Despite extensive research, a microscopic picture of the process that leads to their confinement – or hadronization – has remained elusive, according to Ringer, and a limited understanding of the multiple interactions between quarks and gluons that occur in high-energy particle collisions has become a research bottleneck.
Addressing this is one of the main frontiers of the U.S. nuclear physics program. He said advancements in quantum computing, which allows researchers to do calculations much faster than classical computing, and artificial intelligence, which can help evaluate broad swaths of data, as well as the DOE’s new Electron Ion Collider could introduce the next generation of theory and experimentation.
The stage is set for potential future discoveries, Ringer said, adding the next 10 to 15 years could reveal new insights to unanswered questions. Others may yet remain just out of reach – at least in his lifetime.
“I think it makes it a very exciting time because these are the new tools that we'll have at our disposal,” he said. “We're trying to see how far they can take us.”

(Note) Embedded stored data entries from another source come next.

PR #2714, opened 2019-10-21
[terra-action-header] Set buttons to utility variant.

nramamurth:
### Summary
Closes #1835.

PR #2739, opened 2019-11-07
Added New Theme Variable to set padding of action buttons

### LINKED ISSUE #2738: Action Buttons in Action header are not properly aligned with fusion theme
# Bug Report
Action Buttons in Action header are misaligned in fusion theme.

## Description
Right and Left action buttons are not center aligned like title in header. this could be because of missing variable for setting padding of action buttons in action header unlike [title](https://github.com/cerner/terra-core/blob/fa60de1861435c35d1bff8d0de75cd36721b07d1/packages/terra-action-header/src/ActionHeaderContainer.module.scss#L52).

Screen Shot 2019-11-07 at 11 25 24 PM

## Steps to Reproduce
1. Open  Action Header with Fusion Theme

## Expected Behavior
Action Buttons should be properly aligned in Action Header.

## Possible Solution
By adding Theme variable to set padding value for action buttons( left and right buttons ) .

supreethmr:
### Summary
Resolves #2738 

### Additional Details
New theme variable added to set padding value for action buttons( left and right buttons ).

@cerner/terra


packages/terra-action-header/src/ActionHeader.module.scss
```diff
@@ -9,6 +9,11 @@
     margin-left: var(--terra-action-header-margin-left, 1.429rem);
   }
 
+  .left-buttons,
+  .right-buttons {
+    padding-top: var(--terra-action-header-button-padding-top);
```
StephenEsser: If feels a little strange to use padding to calculate an offset to center content. If this component is using flexbox then using something like align-items center may have a similar centering effect without needing to calculate these offsets. There's a few ways to center content without padding, flexbox is just an example.

supreethmr: I agree using align-items is more appropriate solution to align buttons to center. since action-header had already align-items set to flex-start changing this to center will create minor discrepancy in existing action-header. So I went with using padding value to align action buttons to center like [Title](https://github.com/cerner/terra-core/blob/1061a1a9d6e60ab314a451a4465d30fdfa57020f/packages/terra-action-header/src/ActionHeaderContainer.module.scss#L52).

neilpfeiffer: Reviewing UX needs for theme and best approach.

neilpfeiffer:
Closing https://github.com/cerner/terra-core/pull/2739 as not needed, any other adjustment items or new variables needed for theme adjustments will be added in https://github.com/cerner/terra-core/pull/2714 and resolved there.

Fast Facts about Quarks & Gluons
- There are six kinds of quarks - named up, down, charm, strange, top and bottom - with a wide range of masses; the last and heaviest was first observed at Fermi National Accelerator Laboratory (Fermilab) near Chicago in 1995.
- Quarks are the only elementary particles to experience all known forces of nature and to have a fractional electric charge.
- The force that holds quarks together, carried by the gluons, is the strongest force in nature – conveniently called “strong force.”
- Unlike the other fundamental forces – gravity, weak and electromagnetic – that get weaker with distance, the farther you try to pull quarks apart, the stronger the gluon-generated strong force binds them.